● Work to be completed
Copy all the lines of the data that include the word "print".

(Stored data entries)
PR #221, opened 2019-06-04
Feature/momza 1218 add api for facility code check

OMosimege:
In this PR we check if the facility code is valid, so we should create a flow hook endpoint for Rapidpro to be able to check if the clinic code is valid.

### DIFF
--- a/registrations/test_views.py
+++ b/registrations/test_views.py
@@ -326,9 +326,7 @@ class FacilityCodeCheckViewTests(AuthenticatedAPITestCase):
         )
         response = self.normalclient.get(url)
         self.assertEqual(response.status_code, 200)
-        self.assertEqual(
-            json.loads(response.content)["result"]["Facility"], "invalid"
-        )
+        self.assertEqual(json.loads(response.content)["result"]["Facility"], "invalid")
 
 
 class PositionTrackerViewsetTests(AuthenticatedAPITestCase):
--- a/registrations/test_views.py
+++ b/registrations/test_views.py
@@ -306,7 +306,7 @@ class FacilityCodeCheckViewTests(AuthenticatedAPITestCase):
         """
             Test on Facility Code Check when Jembi return empty array for
             wrong code given
-            GET - returns 404 response
+            GET - returns 200 response
         """
 
         clinic_code = 111111
@@ -325,7 +325,7 @@ class FacilityCodeCheckViewTests(AuthenticatedAPITestCase):
             reverse("facilitycode-check"), urlencode({"clinic_code": clinic_code})
         )
         response = self.normalclient.get(url)
-        self.assertEqual(response.status_code, 404)
+        self.assertEqual(response.status_code, 200)
 
 
 class PositionTrackerViewsetTests(AuthenticatedAPITestCase):
--- a/registrations/test_views.py
+++ b/registrations/test_views.py
@@ -268,7 +268,9 @@ class FacilityCodeCheckViewTests(AuthenticatedAPITestCase):
         )
         response = self.normalclient.get(url)
         self.assertEqual(response.status_code, 200)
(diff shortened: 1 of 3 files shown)


registrations/views.py
```diff
@@ -1095,6 +1095,57 @@ def prune(self, request):
...
+                auth=(settings.JEMBI_USERNAME, settings.JEMBI_PASSWORD),
+                params={"criteria": "value:{}".format(clinic_code)},
+                verify=False,
+            )
+            result.raise_for_status()
+            jembi_result = result.json()
+            print(jembi_result)
+            resp = {"Facility": jembi_result.get("rows")[0][2]}
+            print("views.resp")
+            print(resp)
```
rudigiesler: We should take these print statements out

registrations/test_views.py
```diff
@@ -235,6 +235,69 @@ def test_get_registration_only_by_user(self):
...
+                urlencode({"criteria": "value:{}".format(clinic_code)})
+            ),
+            json=result,
+            status=400,
+        )
+        url = "{}?{}".format(
+            reverse("facilitycode-check"), urlencode({"clinic_code": clinic_code})
+        )
+        response = self.normalclient.get(url)
+        self.assertEqual(response.status_code, 400)
```
rudigiesler, line 300: I think we also need a test for if there's no clinic for the given code, eg. someone types in the code wrong. In that case Jembi's API will just return an empty array. We handle it here in the jsbox: https://github.com/praekeltfoundation/ndoh-jsbox/blob/develop/src/ussd_clinic.js#L214-L215

registrations/test_views.py
```diff
@@ -235,6 +235,99 @@ def test_get_registration_only_by_user(self):
...
+                urlencode({"criteria": "value:{}".format(clinic_code)})
+            ),
+            json=result,
+            status=200,
+        )
+        url = "{}?{}".format(
+            reverse("facilitycode-check"), urlencode({"clinic_code": clinic_code})
+        )
+        response = self.normalclient.get(url)
+        self.assertEqual(response.status_code, 404)
```
rudigiesler: I'm not sure that we should return a 404 here. If we do, then this goes to the "error" branch of the rapidpro flow, and then it's not easy to know whether the http request failed, or if the user typed in an invalid clinic code.

I think we should instead return a 200, and have the body describe that no clinic was found, either by having a field that's true/false, or by just returning a special value for the name if a clinic isn't found.

OMosimege: could I return something like `resp = {"result": {"Facility": "incorrect clinic code"}`?

rudigiesler: Yup, that would be the "returning a special value" solution. We should probably just make it something like "invalid", I'm not sure how difficult it is to match on a thing with spaces in RapidPro.

registrations/views.py
```diff
@@ -1095,6 +1095,57 @@ def prune(self, request):
...
+                urljoin(settings.JEMBI_BASE_URL, "facilityCheck"),
+                headers={"Content-Type": "application/json"},
+                auth=(settings.JEMBI_USERNAME, settings.JEMBI_PASSWORD),
+                params={"criteria": "value:{}".format(clinic_code)},
+                verify=False,
+            )
+            result.raise_for_status()
+            jembi_result = result.json()
+            if len(jembi_result.get("rows")) > 0:
+                resp = {"result": {"Facility": jembi_result.get("rows")[0][2]}}
```
rudigiesler: We probably want to simplify this a bit, something like `{"facility": "test facility name"}`, I think getting nested fields might be a bit difficult in RapidPro.

OMosimege: okay thanks

registrations/test_views.py
OMosimege: will do

rudigiesler (approved):

PR #223, opened 2019-06-06
Add API for creating clinic registrations from RapidPro

rudigiesler:
This PR adds the serializer, view, and celery tasks required to create a clinic registration from RapidPro


OMosimege (approved):
Looks good 🍰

● Solved problem
+            print(jembi_result)
+            print("views.resp")
+            print(resp)
rudigiesler: We should take these print statements out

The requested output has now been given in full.